FIG. 1 is an illustrative elevational view of a disc drive in accordance with one embodiment of the present invention.
FIG. 2 is a block diagram of one embodiment of the present invention.
FIG. 3 is a flow diagram illustrating one embodiment of operation of the present invention.
FIG. 4 is an illustration of a disc surface divided in accordance with one embodiment of the present invention.
FIG. 5 is a block diagram of another embodiment of the present invention.
FIG. 1 illustrates an embodiment of a disc drive storage device 100. Disc drive 100 is a block oriented device that includes a housing 102 that houses a disc pack 126 of discs 106 secured by clamps 124 to a spindle motor 108. Each disc 106 has at least one storage surface 105 that is illustratively a layer of material (such as magnetic material or optically readable material) suitable for storing data. Each disc 106 is accessible by a read/write assembly 112 which includes a transducer or head 110. Spindle motor 108 drives rotation of the discs 106 in disc pack 126 in a direction of rotation about spindle 109.
 As discs 126 are rotated, read/write assembly 112 accesses different rotational locations on the storage surfaces 105 in disc pack 126. Read/write assembly 112 is actuated for radial movement relative to the disc surfaces, such as in a direction indicated by arrow 122, in order to access different tracks (or radial positions) on the disc surfaces. Such actuation of read/write assembly 112 is illustratively provided by a servo system which can include a voice coil motor (VCM) 118. Voice coil motor 118 includes a rotor 116 that pivots on axis 120. VCM 118 also illustratively includes an arm 114 that supports the read/write head assembly 112.
 Disc drive 100 illustratively includes control circuitry 130 (which includes a CPU) for controlling operation of disc drive 100 and for transferring data in and out of the disc drive 100. CPU 130 illustratively controls the actual reading and writing operations on the drive 100.
FIG. 2 is a block diagram showing relevant portions of disc drive 100 as used in a system 200 which includes host computer 202 connected to disc drive 100 by bus 204. Bus 204 can be any suitable bus, such a SCSI bus or any other bus suitable for connecting host computer 202 to disc drive 100. FIG. 2 illustrates CPU 206 which can form part of the disc drive electronics 130 of drive 100. FIG. 2 also shows a disc 106 of disc drive 100.

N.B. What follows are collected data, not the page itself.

PR #4285, opened 2023-02-13
Integrate module system in themes

joneff:
First the small bits:

* removed markdown files from source folders, as they did not contribute to anything and were, for the most part, empty;
* added a dependency to sass-unused to verify that I didn't mess something up with the refactoring. at a later point, we can use sass-unused for linting
* aligned the usage of module system in nouvelle theme. that did slow down compilation a bit, but only a bit

and now the good bits:

## What is the module system?

The module system is an abstraction over standard sass functionality that would eventually allow for "import the theme once, output whatever you like" -- in other words, it serves as a centralized entry point for each and every theme when it comes to customization and output.

Our current approach is flawed at best: the theme files are interconnected in a bad way and components import their dependencies, which leads to massive overhead in terms of IO and CPU time. For instance, building components from source can take about a minute! We do have optimizations in place that facilitate our builds and speeds up local development by factor of 60 or so. Still our customers don't use it and pay the 60 seconds price...

The module system, in contrast, allows for describing the dependencies and then including their output in the global output. That way most files are `@import`ed only once and a few others several times.

Note: files are still `@import`ed many times!

Another difference between our current approach, and the module system is that the current approach is implicit i.e. import the files -> styles; where as the module system is explicit i.e. import -> invoke -> styles. There is a built in mechanism for auto invoking, however, it will be removed over time, say for 2024 R1 (v7).

## How to use it?

Two major things of note: 
* the explicit api will be available with 2023 R1 SP1
* the exact api may change slightly 

```scss
// Importing the entire theme
// prior this pr
@import "@progress/kendo-theme-NAME/dist/all.scss";
// module system stage 0 (this pr)
@import "@progress/kendo-theme-NAME/dist/all.scss";
// stage 1 (2023 R2)
@import "@progress/kendo-theme-NAME/dist/all.scss";
// stage 2 (2023 R3)
@import "@progress/kendo-theme-NAME/dist/all.scss";
// stage 3 (2024 R1) (importing all.scss should still work, but this is the preferred way)
@import "@progress/kendo-theme-NAME/index.import.scss";
@include kendo-theme--config( $config: () );
@include kendo-theme--styles();

// Importing individual components
// prior this PR
@import "@progress/kendo-theme-NAME/scss/grid/_index.scss";
@import "@progress/kendo-theme-NAME/scss/window/_index.scss";
// stage 0
@import "@progress/kendo-theme-NAME/scss/grid/_index.scss";
@import "@progress/kendo-theme-NAME/scss/window/_index.scss";
// stage 1
$kendo-auto-bootstrap: true;
@import "@progress/kendo-theme-NAME/scss/grid/_index.scss";
@import "@progress/kendo-theme-NAME/scss/window/_index.scss";
// stage 2 (individual files still work)
@import "@progress/kendo-theme-NAME/index.import.scss";
@include kendo-theme--config( $config: ( $components: ( "grid", "window" ) ) );
@include kendo-theme--styles();
// stage 3 (individual files do not output styles be default)
@import "@progress/kendo-theme-NAME/index.import.scss";
@include kendo-theme--config( $config: ( $components: ( "grid", "window" ) ) );
@include kendo-theme--styles();
```

## What's next

**Those are forward looking statements. Take them with the healthy dose of salt and skepticism. Forward looking = wishful thinking...**

For 2023 R1 SP1 we'll release the module system with the auto invoke flag turned on. Currently it's called `$kendo-auto-bootstrap` but we can change it.

For 2023 R2, the flag will be turned off by default when importing individual component files. Still, importing the entire theme will not change.

For 2023 R3, the component files will no longer import their dependencies. Meaning that even with the auto invoke on `@import THEME/grid` will output just the styles for the grid and nothing more. The correct way to interface with the theme would be to import the index file and specify that only grid is required. This will be a big jump in performance.

For 2024 R1 (v7), component files will have no external file dependencies i.e. you will need to import the core module first, in order to import individual files. We'll also change the name of the index files (entry points) to `index.import.scss` for files that use `@import` syntax and `index.scss` for those that use `@use`. It's important to note that `*.import.scss` will be slightly different from what the sass spec states they should be.

Beyond 2024 is hard to guesstimate what may or may not happen, but ultimately, we'll drop `node-sass`, say after 2025 R1 (v8) and the `*.import.scss` files will be aligned to the sass spec. As long as the sass compiler supports those files, we'll have in the distribution. Probably and a couple of more years after that!

Just to reiterate: those dates are not set in stone! Depending on the actual circumstances we may prolong a phase, or squeeze phases closer. The version in brackets are also tentative. As a component vendor we depend on many external factors and the need for incompatible behaviour (breaking change) may arise from something seemingly unrelated to a developer's tech stack.

Still that's the timeline: integrate with on be default; then off by default; then cleanup imports; then change file names; then drop node-sass. 

One other minor, as of now, thing -- compilation is slowed down by about a second or so for all themes. I am not quite sure why this happens, but this time will improve over time


packages/material/scss/treelist/_layout.scss
```diff
@@ -1,6 +1,8 @@
 @import "@progress/kendo-theme-default/scss/treelist/_layout.scss";
 
-@include exports("treelist/layout/material") {
+
+@mixin kendo-treelist--layout() {
+
```
TeyaVes, line 5: missing @include kendo-treelist--layout-base(); here. I guess this will also fix the differences in the visual tests

joneff:
@Juveniel kendo-theme--config is currently just stubbed. we haven't yet talked about how themes should be customized, hence the mixin is only a stub.

Currently, components should be passed as a separate variable:

```scss
$kendo-components: ( "grid", "treeview" );
$kendo-auto-bootstrap: false;

@import "@progress/kendo-theme-NAME/scss/all.scss"
```

packages/material/scss/treelist/_layout.scss
joneff: thank you!

Juveniel (approved):

TeyaVes (approved):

FIG. 2 further illustrates that host computer 202 illustratively includes host controller 208 which is a bus controller for controlling access to bus 204, and providing data to be written to CPU 206 in disc drive 100. Host controller 208 also receives data which is read from disc 106 and provided by CPU 206 in disc drive 100.
 Host controller 208 is illustratively coupled to I/O driver 210 which is, in turn, coupled to a software component 212. It should be noted that software component 212 is illustratively not a user application, but is rather a disc drive application internal to host computer 202. Examples of such an application include portions of the operating system of host computer 202, or application programs that manage the logical volume of the disc drives 100 connected to host computer 202 through bus 204.
 In any case, in operation, software component 212 can provide information to disc drive 100 to set up logical containers as software component 212 desires, basically without input from drive CPU 206. Similarly, in another embodiment, drive CPU 206 can create and maintain data in the logical containers. Both embodiments will be described. Also, as described in greater detail below with respect to FIG. 5, the present invention can be implemented in a disc drive array controller as well.
 In general, software component 212 can provide information to disc drive 100 by accessing I/O driver 210. I/O driver 210 passes desired information back and forth between software component 212 and host controller 208. Host controller 208, in turn, controls the arbitration of bus 204, and passes information back and forth between various disc drives 100, on bus 204, and software component 212.
 In the past, each disc drive 100 has been represented to software component 212 as a single logical container. Thus, CPU 206 has had no knowledge of any different types of data which are stored on disc 106. Thus, CPU 206 controlled the specific writing and reading operations on disc drive 100 the same, regardless of the specific type of data being stored on disc 106. This led to a number of problems and inefficiencies discussed in the background portion of the specification.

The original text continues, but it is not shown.